September 29, 1985|CARLA LAZZARESCHI | Times Staff Writer

The horror began just a few days after Justine Balanos was born four years ago. Suddenly, the small red mark on the infant's right cheek began spreading until it became a bulbous, red splotch that stretched across her cheekbone to the edge of her nose.

The mark, called a strawberry hemangioma, was more than an ugly cosmetic problem. It interfered with Justine's eyesight and, left untreated, might have partially blinded her.

Considering traditional treatments inadequate, Justine's doctor at UC Irvine's Medical Center turned to the newest weapon in the plastic surgeon's arsenal: the laser.

In just two treatments under the laser beam's intense heat, the enlarged blood vessels feeding the growth were severed and welded. And, with its blood supply gone, Justine's birthmark immediately began shrinking.

'Best Possible Treatment'

"Until the laser, there was no good way of treating the hemangioma," explains Bruce Achauer, Justine's doctor. "Now it's the best possible treatment."
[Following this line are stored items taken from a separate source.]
PR #2081, opened 2020-10-07
The great browser section cleanup

dngray:
## Description

Resolves: https://github.com/privacytools/privacytools.io/pull/2005
Resolves: https://github.com/privacytools/privacytools.io/pull/1931
Resolves: https://github.com/privacytools/privacytools.io/issues/1326

#### Check List 


blacklight447-ptio:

Stories like Justine's abound. Over the last two decades no fewer than 12 medical specialties have gradually discovered more than 100 applications for the laser's varied abilities.
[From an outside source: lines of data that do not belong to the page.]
PR #2146, opened 2020-12-05
LibreDNS doesn't support DNSSEC

dngray:
https://deploy-preview-2146--privacytools-io.netlify.app/providers/dns/


dngray:
Actually I tested this and it does.

PR #2167, opened 2020-12-26
Fix for tooltips on badge

Gusted:
## Description

Resolves: https://github.com/privacytools/privacytools.io/pull/2139#issuecomment-751338425 @dngray 

#### Check List 

* Netlify preview for the mainly edited page: https://deploy-preview-2167--privacytools-io.netlify.app/

### DIFF
--- a/assets/css/style.scss
+++ b/assets/css/style.scss
@@ -408,9 +408,12 @@ input#nav-toggle,
 }
 
 /* Vanilla CSS implementation for tooltip */
-[data-toggle="tooltip"]:hover {
+[data-toggle="tooltip"] {
   cursor: pointer;
   position: relative;
+}
+
+[data-toggle="tooltip"]:hover {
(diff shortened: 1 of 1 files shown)


dngray:
Thanks for this, will review!

dngray:
I had a look at this, any chance we can get it not bold



Like if you look how it was originally:

dngray:
Hmm, i think setting `font-weight: normal;` might be the right solution. Though I would have thought it would have been normal to begin with. Must have inherited the boldness from somewhere else.

Gusted:
> Must have inherited the boldness from somewhere else.

The badge itself seems to have an `bold` font-weight.

> Hmm, i think setting `font-weight: normal;` might be the right solution.

I couldn't think of anything else.

dngray (approved):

As a "light scalpel," the laser removes tumors in previously inaccessible recesses of the brain. As a welder, it repairs an eye's detached retina. And as an on-the-spot vaporizer, it erases warts, tattoos and birthmarks.

However, while lasers long ago justified their billing as medical marvels, they have yet to produce the long-predicted and long-awaited financial rewards for their manufacturers, investors and researchers.

"The technology is wondrous, but the bottom line is that the industry is not successful financially," says Larry Haimovitch, a medical technology analyst in San Francisco for Swergold, Chefitz & Sinsabaugh Inc. "The industry is glamorous, interesting and sexy and I think some investors and businessmen get blinded by that."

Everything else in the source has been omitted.